Leaves of Twin Oaks #127

Leaves of Twin Oaks #127

Leaves #127 header image

 

Table of Contents

  

News of the Oaks 

by Valerie

  

A Community of Communities

by Valerie

 

Not A Twin Oaks POC

by Tomas Andres, aka Flinch of Twin Oaks


News of the Oaks

by Valerie

In our Covid-safe commune, the first spring-like weather inspired some moments of fun at an outdoor lunch table‍.

 

Welcome back to the Leaves! We’ve celebrated several holidays since the last Leaves went out. Late 2020 marked 40 years since our residence Tupelo was built, so we had a combo Halloween / “Tupeversary” celebration with many creative costumes and a dance party in Tupelo’s spacious, commune-sized living room. New Year’s was a quiet affair with no outside guests—we are basically one giant bubble, as we are in an on-going community-wide lockdown quarantine. And Validation Day, our alternative to Valentine’s Day in which all people are validated, not just those in relationships, was more appreciated than ever this year.

 

In other pandemic-related news, several of our oldest members have been vaccinated, for which we and they are very grateful. We also created a “bubble within our bubble” when we set aside one section of one residence so that midwives could come from off-the-farm and assist with the birth of our newest communard Xena Cyrus Phoenix  

Baby, moms, and birth team then all quarantined within those rooms for 2 weeks. We felt like 1950s dads looking through the window at this beautiful newborn, and we were glad to be able to finally hold Xena after they all safely emerged. Also, we’ve begun offering limited, experimental Visitor Periods, using various safety protocols. We look forward to a time when, as the vaccine becomes prevalent, we’ll return to a more normal Visitor Program.‍

In news of our collective businesses, Seed Racks (packing and shipping wholesale organic heirloom seeds for our sister community Acorn’s SESE) has been booming this year as more people than ever are planning home gardens for this spring. This somewhat offsets the loss of income from our tofu business, as we suspended production of tofu for several months due to various pandemic-related reasons. Our Tofu Management Team is preparing to start up again soon. And happily, our new tofu waste-water ponds are now complete; they will take the whey by-products that come from the production of tofu, process them and transform them into nutrient-rich liquid that will fertilize the hayfields for our cows.

 

We offered our annual Art Walk and Craft Bazaar in the autumn, and posted photos of members’ artistic offerings on our social media pages (Instagram and Facebook) where you can follow ongoing happenings in the life our income-sharing, egalitarian community.

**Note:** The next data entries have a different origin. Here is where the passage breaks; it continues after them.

PR #2552, opened 2026-09-19
perf: cache Attribute ObjectType instances in ModelPropertyHelper

haratake22:
- [x] Added or updated tests
- [ ] Documented user facing changes

**Changes**

This PR optimizes `ModelPropertyHelper` by caching `ObjectType` and `GenericObjectType` instances for `Illuminate\Database\Eloquent\Casts\Attribute`. 

Previously, `new ObjectType(Attribute::class)` and `new GenericObjectType(Attribute::class, ...)` were instantiated repeatedly on every property accessor check (`hasAccessor` / `getAccessor`), triggering unnecessary class reflection lookups and object allocations.

**Performance Impact / Benchmark Results**

Running `phpstan analyse` on Larastan's codebase (169 files):

| Metric | Before | After | Improvement |
| :--- | :--- | :--- | :--- |
| **Execution Time** | 83.068s | 79.075s | **~4.0s faster (-4.81%)** ⚡ |
| **Analysis Errors** | 0 errors | 0 errors | All green ✅ |

**Breaking changes**
None. This is an internal performance optimization.

PR #2553, opened 2026-09-19
perf: cache ObjectType instances in helper extensions and BuilderHelper

haratake22:
- [x] Added or updated tests

**Changes**

Follow-up to #2552.

This PR optimizes helper return type extensions and `BuilderHelper` by caching type objects and reflection lookups:

1. **Helper Dynamic Return Type Extensions (`src/ReturnTypes/Helpers/`)**:
   - Avoids repeatedly instantiating `ObjectType` / `GenericObjectType` on every helper call by caching them:
     - `AppExtension`: Caches `Application` object type.
     - `AuthExtension`: Caches `Factory` and combined guard types.
     - `CollectExtension`: Caches empty collection generic object type.
     - `ResponseExtension`: Caches `ResponseFactory` and `Response` object types.
     - `StrExtension`: Caches `Stringable` object type and `MixedType`.
     - `ValidatorExtension`: Caches `Factory` and combined validator types.

2. **`BuilderHelper` (`src/Methods/BuilderHelper.php`)**:
   - Caches `determineBuilderName` results per model class to avoid repeated reflection lookups (`newEloquentBuilder`, attribute inspections, etc.).

**Performance Impact**

In Laravel applications with frequent helper calls and Eloquent model method calls, this reduces repeated object allocations, GC pressure, and reflection lookup overhead.

**Breaking changes**
None.


canvural:
Thank you!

A Community of Communities

by Valerie

 


Photo (clockwise from top left): Acorn, Cambia, LEF, Little Flower (Catholic Worker logo).

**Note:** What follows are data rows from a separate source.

PR #2555, opened 2026-09-20
fix: keep builder return types when model docblocks widen them

### LINKED ISSUE #2554: 3.12: model `@method` docblocks now override the builder return type, yielding `Model|Builder<Model>`
### Summary

Upgrading larastan from **3.10.0** to **3.12.x** changes the inferred return type of `Model::query()` / `Model::newQuery()` from `Builder<Model>` to the union `Model|Builder<Model>` when the model carries the `@method` docblocks that `barryvdh/laravel-ide-helper` generates.

In 3.10 larastan's own return type extension won over the docblock. In 3.12 the docblock wins, so the union leaks into every call site and produces `return.type` / `argument.type` errors at level 10 in code that was previously clean.

### Reproduction

A model with stock ide-helper output — note the union in the generated annotations, which is what `ide-helper:models` has always written:

```php
/**
 * @method static \Illuminate\Database\Eloquent\Builder<static>|Foo newModelQuery()
 * @method static \Illuminate\Database\Eloquent\Builder<static>|Foo newQuery()
 * @method static \Illuminate\Database\Eloquent\Builder<static>|Foo query()
 * @mixin \Eloquent
 */
class Foo extends Model {}
```

Then:

```php
\PHPStan\dumpType(Foo::query());
\PHPStan\dumpType((new Foo)->newQuery());
```

### Result

Same code, same PHPStan (**2.2.14**) in both runs — only larastan differs:

| larastan | Dumped type |
| --- | --- |
| 3.10.0 | `Illuminate\Database\Eloquent\Builder<Foo>` |
| 3.12.2 | `Foo\|Illuminate\Database\Eloquent\Builder<Foo>` |

### Expected

`Builder<Foo>`, as in 3.10 — `query()` and `newQuery()` return a builder, never the model, so the union is not a type either method can actually produce.

### Impact

On a level-10 codebase with no baseline this surfaced 21 errors across ordinary query helpers, all of the shape:

```
Method X::population() should return Builder<Foo> but returns Foo|Builder<Foo>.
Anonymous function should return Builder<Foo> but returns Foo|Builder<Foo>.
```

Chaining recovers (`newQuery()->where(...)` is `Builder<Foo>` again), so it only bites where a `query()` result is returned or passed directly.

Scope annotations are affected the same way, since ide-helper writes them in the same union form (`@method static Builder<static>|Foo someScope()`), so regenerating the docblocks is not a workaround.

### Versions

- larastan 3.12.2 (also reproduces on 3.12.0/3.12.1)
- phpstan 2.2.14
- Laravel 13.32.0, PHP 8.4
- barryvdh/laravel-ide-helper 3.7 (default config)

lazerg:
- [x] Added or updated tests

Resolves #2554

**Changes**

laravel-ide-helper writes `@method static Builder<static>|Foo query()` onto the models it annotates, and that docblock shadows Larastan's stub. Once these methods moved from return type extensions to `builder-of` stubs, `Foo::query()` and `$foo->newQuery()` on such a model started coming back as `Foo|Builder<Foo>`, where 3.10 gave `Builder<Foo>`. The model half of that union is not something either method can return, so it leaks into every call site that returns or passes the result directly.

`ModelDynamicStaticMethodReturnTypeExtension` now also accepts a return type that unions the builder with the model, and a new extension does the same for the `newQuery()` family on instance calls. Both back off when the docblock did not widen the type, so the stubs keep driving everything else.

**Breaking changes**

None.


canvural:
I'm not sure if I want to make a fix for a wrong docblock. Clearly the doc block type is wrong here.

lazerg:
You're right that the annotation is wrong. Nobody types it by hand, though — `ide-helper:models` writes it.

`ModelsCommand` emits `Builder<static>|Model` for `query`/`newQuery`/`newModelQuery` ([source](https://github.com/barryvdh/laravel-ide-helper/blob/master/src/Console/ModelsCommand.php#L728-L737)), for every scope, and for custom builder methods. It has done that for years, so regenerating the docblocks does not remove the union. Any project that runs the command carries it.

Until 3.12 the return type extension won and the union never reached the call site. The stub now wins instead, so level 10 code that returns a builder breaks on an upgrade.

Happy to close this if you would rather see it fixed in ide-helper. I will leave the branch as is until you decide.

If variety is the spice of life, then life is good for community living in Louisa. In addition to Twin Oaks, there are several other intentional communities in the county.

How did these all arise? In early 1967, a supporter of the ideas of Twin Oaks donated the land we now live on—that is why we are located here. In the early 90s, we helped found Acorn, as a way of providing a communal living option for the 25 people on our Waiting List. In 2010, two ex-members founded Living Energy Farm, a fossil-fuel-free farm and community. And within the last 5 years, Cambia has sprung up nearby as well. We’re also connected with Little Flower, a Catholic Worker community that offers radical hospitality and does various anti-poverty, anti-military and anti-oppression activism. All of these communities are within 10 miles of us, and it makes for a great “community of communities”.

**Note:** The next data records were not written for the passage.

PR #2558, opened 2026-09-22
fix: check model properties in forceCreateQuietly()

midhunmonachan:
- [x] Added or updated tests

Related to #676.

**Changes**

Adds the missing `forceCreateQuietly()` stub so Larastan checks attribute names, just as it does for `forceCreate()` and `createQuietly()`.

The regression test covers query builder and static model calls, valid and invalid attributes, and calls without arguments. It fails without the stub and passes with it.

**Breaking changes**

Invalid attribute names passed to `forceCreateQuietly()` now produce an error when model-property checking is enabled.

**Tests**

Passed on PHP 8.5 and Laravel 13.32:

- `composer test:cs`
- `composer test:types`
- `composer test:unit` (1,919 tests, 2 skipped)


canvural:
Thank you!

The advantages of this inter-connected network are many. Most of the other communities chose to settle here due to proximity to Twin Oaks, in order to take advantage of the social and skill-sharing abilities due to that closeness.

We collectively engage in various cooperative activities, including both work and play. If one community needs a skilled person such as a conflict resolution facilitator, or someone with experience repairing a broken well-pump, they need only look as far as the next community over. In this way we provide mutual aid. We share the work of Acorn’s Southern Exposure Seed Exchange business. We have developed a Labour Exchange Program amongst all the communities. It can be fun to spend time working at another community and sometimes very helpful to take a break from one’s home community, for example following a relationship break-up or similar community stress.

This broader network also provides a larger social pool and increased options for inter-community friendships and relationships. One family was “bi-community” for a few years and eventually settled into the one community that they decided fit them both best.  On major community holidays, we provide communal shuttles and send people back-and-forth, so we can celebrate with each other without each person having to take their own vehicle.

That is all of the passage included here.